Ma perché nessuno riesce a capire? Io devo andare. Si tratta di lei... Non posso rimanere!

“Allora verrò con te!”

“Niente da fare, Susy”

“Io so dov’è. Non ci arriverai mai senza di me!” era decisa ad accompagnarmi

Imprecai mentalmente ma poi mi rassegnai

“E va bene. Ma sbrigati. Dove ci vediamo?”

“Passo a prenderti io. Fatti trovare nella hall tra venti minuti” e riattaccò.

Venti minuti. Il tempo per una doccia e per cambiarmi. Sarei stato puntuale.

 

 

 

 

 

 

 

Susy, mi attendeva nella hall. Indossava t-short, jeans e scarpe sportive. Ero vestito alla stessa maniera anche se, in più, avevo un cappellino con visiera. Uscimmo di gran carriera dall’albergo e ci infilammo subito in auto. Sfrecciava tra quelle strette stradine come una pazza, ma questo non era proprio il momento di farglielo notare.

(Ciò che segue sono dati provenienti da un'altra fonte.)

PR #459, opened 2023-09-19
loader: report project structure

milas:
With `include`'d Compose files, it's important to know the origin of each service to be able to properly resolve paths to them, for example.

A new `FileMeta` field on the `Project` type provides detailed access to the underlying file structure/hierarchy.

This replaces `IncludeReferences` and `ComposeFiles`, which were inconsistent and not comprehensive.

“Hai un aspetto orribile!” con questa frase voleva solo rompere il ghiaccio

La guardai pensosamente prima di rispondere “Grazie tante!”

Ero dimagrito e lo sapevo. Sempre triste e stanco; dormivo poco e male.

Avevo capito le sue intenzioni, era in pensiero per me. Ma lo era ancora di più per Soph. Mi sentivo perso, devastato. Mi sentivo così colpevole!

E’ colpa mia. Solo colpa mia!

La macchina inchiodò all’improvviso e per poco non rimasi incastrato con la testa nel cruscotto.

“Merda, Susy! Stai più attenta. Dove hai imparato a guidare?”

“Siamo arrivati” fece tesa

Il mio sguardo si affilò e mi concentrai sull’edificio che ci stava di fronte. Ero nervoso ma anche determinato. Nessuno mi avrebbe tenuto lontano. Volevo vederla e per Dio ci sarei riuscito!

 

 

 

La struttura era piccola, l’odore di disinfettante forte soffocava tutti gli altri odori, impregnandone l’aria.

Susy si avvicinò al bancone per chiedere informazioni. Al centralino sedeva una vecchina dal viso gentile. Controllò sul computer “Camera 53” annunciò con voce gracchiante.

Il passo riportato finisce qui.